Функции юмора и смеха для архаических культур рассмотрены в трудах советских учёных, например, А.Я. Гуревича и М.М. Бахтина: «Перед исследователем гротеска, смеха и комического в истории культуры открывается поистине безграничное поле деятельности. В особенности в области изучения культур древности и средневековья. Чем архаичнее культура, чем менее дифференцированы отдельные её формы, пребывающие в той или иной мере в состоянии исконной органической слитности, тем более значимо смеховое начало в общем её механизме и тем разительнее его своеобразие при сравнении с тем, что мы ныне считаем комическим. Но именно это своеобразие и непохожесть на современный смех крайне затрудняют адекватное постижение природы архаического смеха и правильное раскрытие его функции в системе мировоззрения древних людей. <…> Смех, доносящийся из далекого прошлого, – не «банальный» смех, которым смеёмся мы, люди новейших культурных формаций, это скорее симптом состояния изумления, и в нём воедино слиты веселье и трепет перед высшими силами. Это своего рода «весёлый страх», одновременно и приближающий к божеству на фамильярно-близкую дистанцию, и подчёркивающий радикальную границу, отделяющую сакральное от мирского» (Гуревич, 1979).

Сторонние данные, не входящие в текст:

PR #473, opened 2016-08-18
(PCP-558) Give UTF8 test case its own acceptance test

james-stocks:
PCP-494 added a UTF8 character into an existing pxp-module-puppet test case to ensure we support them (commit 85e36fb).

Архетип Трикстера, трюкача, лицедея, выразителя смеховой культуры, смещающего чувство значимости, то есть и сознание своего спутника – творца и культурного героя, подробно разобран в книгах одного из соавторов, к которым мы и отсылаем заинтересованного читателя. Среди древних богов, покровительствующих изворотливому, творческому мышлению – Гермес, Меркурий, Один… Кто не знает историй хитроумного Одиссея, бродячих сюжетов с неунывающим Ходжой Насреддином, шванки бродяги Уленшпигеля! (Гаврилов, 2006; Гаврилов, 2009).
ВОПРОС № 99Помните, в лета не столь отдалённые был у нас один президент, который озаботился специальным законом о защите своей чести и своего достоинства от посягательств со стороны народа?
А это тоже абсолютно документальная история. В начале XIX века русскому императору принесли на подпись дело по доносу на дворянина Афанасия Булгакова, который малопристойно повел себя в публичном месте. Во время застолья – в кабаке – плюнул на портрет императора.
Каков же был по такому случаю указ государя-императора, если учесть, что прежние цари понимали толк в указах?
ВОПРОС № 100«И сказал Бог: да будут светила на тверди небесной [для освещения земли и] для отделения дня от ночи, и для знамений, и времен, и дней, и годов; и да будут они светильниками на тверди небесной, чтобы светить на землю. И стало так. И создал Бог два светила великие: светило большее, для управления днём, и светило меньшее, для управления ночью…» (Бытие, гл. 1, стихи 15–16).
Почему же Козьма Прутков на вопрос, что полезнее, солнце или месяц, вполне креативно отвечал – месяц.